Cécile Bost affirme notamment la principale limite du test de QI : "[...] Le test n'est pas prévu pour prendre en compte certains handicaps, notamment ceux en "dys-" (dys-lexie, -orthographie, -graphie, -calculie, -praxie...) qui gênent la personne dans sa compréhension des consignes ou dans leur exécution. Il est important de mentionner combien les difficultés d'apprentissages peuvent avoir un impact sur le résultat d'un test d'intelligence.". Un authentique surdoué peut ainsi ne pas être repéré si la psychologue se chargeant du test n'est pas suffisamment professionnelle pour dissocier un ou plusieurs handicaps de la surdouance. Mon QI hétérogène entre verbal et performance sont ainsi justement pour moi la manifestation d'une dyspraxie aplanissant mes résultats en performance.

De surcroît, une très bonne psychologue éveillée à la surdouance n'aura certainement aucun mal à percevoir rapidement cliniquement mon mode de fonctionnement cérébral différent, sans même avoir effectué mon test de QI, tellement ma pensée arborescente et divergente est expressive. Suivre une conversation avec moi est difficile et donnera lieu parfois à quelques énervements de certains de mes interlocuteurs car un mot en appelant souvent un autre sur des sujets parfois très éloignés, ces mêmes personnes ne comprendront pas toujours la nature du lien très subtil qui pourraient exister entre ces idées alors que pour ma part, il est tout à fait clair.

En l'absence de tous ces troubles psycho-moteurs, elle en a convenu à l'époque que je suis un sujet totalement broyé par le système éducatif appartenant sans nul doute au 2% de la population d'où ce fort sentiment de décalage permanent si étouffant avec mes camarades de classe durant l'enfance que j'arrive à très bien gérer aujourd'hui, arrivé à l'age adulte, car ce qui me sauve aujourd'hui dans mes tourments, c'est mon humour déconcertant, que j'ai su me forger au fil des années pour m'intégrer en faisant rire les autres ! Le QI n'a pas pu convenablement exprimer toutes mes capacités mais qu'importe, mon hypersensibilité d'adulte à haut potentiel est présente et bien présente ; c'est celle-ci qu'il convient finalement de prendre en considération. Cet humour qui jaillit n'importe comment, n'importe quand, n'importe où, fut ma façon de m'extérioriser vers les autres pour ne pas paraître trop austère, trop distant, trop inquiétant aux yeux de la société.

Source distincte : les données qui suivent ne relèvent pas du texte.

PR #856, opened 2024-02-23
fix `folder_dir` not showing on logs for `DbtDocsS3LocalOperator`

PrimOox:
## Description

DAG logs is not printing `folder_dir`
```python
generate_dbt_docs_aws = DbtDocsS3Operator(
    task_id="generate_dbt_docs_aws",
    project_dir=f"{AIRFLOW_HOME}/dags/dbt/dbt-project",
    env=env_vars,
    append_env=True,
    # docs-specific arguments
    connection_id="aws_default",
    bucket_name="airflow-data-xxxxxxxx-us-east-2",
    folder_dir="dags/dbt/dbt-project/target",
    dag=dbt_cosmos_dag,
)
```
image

## Related Issue(s)
None

## Breaking Change?
No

A force d'expérimentations personnelles, mes acquis en photographie et mes recherches en zootechniques me permettent désormais d'exprimer pleinement ce don motivé par une hypersensibilité terrible (l'inné). Reconnu par mes pairs, reconnu par la société, on vit forcément mieux. Identifié extérieurement favorablement, notre perception interne s'améliore. Mon comportement ou ma différence tolérée par les autres, on est forcément motivé à se dépasser pour son bonheur mais aussi pour le bonheur de tous car il ne faut pas oublier que le surdoué est une personne animée par un fort altruisme ainsi que par une intense empathie.